Methods Fresh frozen normal colon (n = 15) and UC colon (n = 6) tissue samples were collected and sectioned in an en face orientation. Two-colour enzyme histochemistry for cytochrome c oxidase (CCO) activity was performed to identify clonal populations. Adjacent crypts completely deficient of CCO activity were recorded as a ‘CCO deficient patch’ and those with a fraction of the crypt that was CCO-deficient were designated as ‘partial crypts’. The CCO-deficient clone fraction in partial crypts was estimated by recording the number of pixels within CCO-deficient (blue) and CCO-proficient (brown) areas. The number and size of clonal patches in colitis patients was compared to non-UC controls.

Results As in the healthy colon, CCO-deficient clonal patches accumulate in an age dependent fashion in the UC colon. The mean number of crypts within a CCO-deficient patch was statistically significantly larger (p < 0.05) in the UC colon than in the normal colon. In addition we observe a larger percentage of wholly and partially CCO-deficient crypts in the UC colon when compared to the normal controls.

Conclusion The proliferative drive induced by continuous inflammation and mucosal repair in UC appears to promote the expansion of CCO-deficient patches. The increase in the proportion of wholly and partially mutated crypts in UC could be explained by crypt hyperplasia with more stem cells present driving fission. This increased rate of clonal expansion may contribute to the increased rate of tumorigenesis in the colitic bowel, however analysis of a larger patient cohort is needed.
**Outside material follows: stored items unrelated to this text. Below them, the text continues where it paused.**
PR #3118, opened 2023-02-16
Refactor `model2netcdf.SIPNET` variable lists

### LINKED ISSUE #3117: Refactor model2netcdf.SIPNET variable lists
@Aariq suggested the following in the discussion for PR #3103. I agree that its a good idea and also that it should be its own issue.
  
>This is probably a separate PR, but if for some reason you feel like doing some refactoring, a more robust alternative to the way model2netcdf works might be to use named lists.  Right now it relies a lot on indexing by position which is easy to screw up by accident when adding or removing variables.  

>For example, instead of this ...
```r
out <- list()
out[[1]] <- sipnet.output$npp * conversion_factor # NPP
out[[2]] <- sipnet.output$snow * 10 # SWE

...

nc_var[[1]] <- PEcAn.utils::to_ncvar("NPP", dims)
nc_var[[2]] <- PEcAn.utils::to_ncvar("SWE", dims)

...
```

>... do this ...

``` r
out <- list(
  "NPP" = sipnet.output$npp * conversion_factor,
  "SWE" = sipnet.output$snow * 10,
...
)

nc_var <- list(
  "SWE" = PEcAn.utils::to_ncvar("SWE", dims),
  "NPP" = PEcAn.utils::to_ncvar("NPP", dims),
...
)
#order doesn't matter anymore, because you can sort them by name if you need the two lists to be in the same order
nc_var[names(out)]

```

_Originally posted by @Aariq in https://github.com/PecanProject/pecan/issues/3103#issuecomment-1428597383_

meetagrawal09:
## Description
The PR fixes #3117 

## Review Time Estimate

- [ ] Immediately
- [ ] Within one week
- [X] When possible

## Types of changes

## Checklist:

### DIFF
--- a/models/sipnet/R/model2netcdf.SIPNET.R
+++ b/models/sipnet/R/model2netcdf.SIPNET.R
@@ -178,24 +178,22 @@ model2netcdf.SIPNET <- function(outdir, sitelat, sitelon, start_date, end_date, 
     bounds <- round(bounds,4) 
     
     ## Setup outputs for netCDF file in appropriate units
-    output       <- list()
-    output[[1]]  <- (sub.sipnet.output$gpp * 0.001) / timestep.s  # GPP in kgC/m2/s
-    ## output[[2]] <- (sub.sipnet.output$npp*0.001) / timestep.s # NPP in kgC/m2/s. Internal SIPNET
-    ## calculation
-    output[[2]]  <- (sub.sipnet.output$gpp * 0.001) / timestep.s - ((sub.sipnet.output$rAboveground *
-                                                                       0.001) / timestep.s + (sub.sipnet.output$rRoot * 0.001) / timestep.s)  # NPP in kgC/m2/s. Post SIPNET calculation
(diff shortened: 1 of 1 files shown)


mdietze (changes requested):
This is looking good, but I think there's a key idea in @Aariq's suggestion that was a bit subtle but I think still needs to be implemented. In the following loop:
```
      for (i in seq_along(nc_var)) {
        ncdf4::ncvar_put(nc, nc_var[[i]], output[[i]])
        cat(paste(nc_var[[i]]$name, nc_var[[i]]$longname), file = varfile, sep = "\n")
      }
```
We're still using the nc_var and output lists by number instead of by name. This means that the "protection" we're gaining by naming the variables in the list isn't actually being used in practice. As such, I think the new version actually makes the code _more_ susceptible to error since it's harder to verify that the two lists are aligned. The better solution would be to loop over the names in one of the lists and then reference both lists by those names. If that was done then they either list could be in any order and they'd still be paired correctly when building the netcdf file.

mdietze (approved):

References 1 Leedham SJ, Graham TA, Oukrif D, McDonald SA, Rodriguez-Justo M, Harrison RF, Shepherd NA, Novelli MR, Jankowski JA, Wright NA. Clonality, founder mutations and field cancerization in human ulcerative colitis-associated neoplasia. Gastroenterology 2009 Feb;136(2):542-50

2 Galandiuk S, Rodriguez-Justo M, Jeffery R, Nicholson AM, Cheng Y, Oukrif D, Elia G, Leedham SJ, McDonald SA, Wright NA, Graham TA. Field cancerization in the intestinal epithelium of patients with Crohn’s ileocolitis. Gastroenterology2012 Apr;142(4):855

Disclosure of Interest None Declared.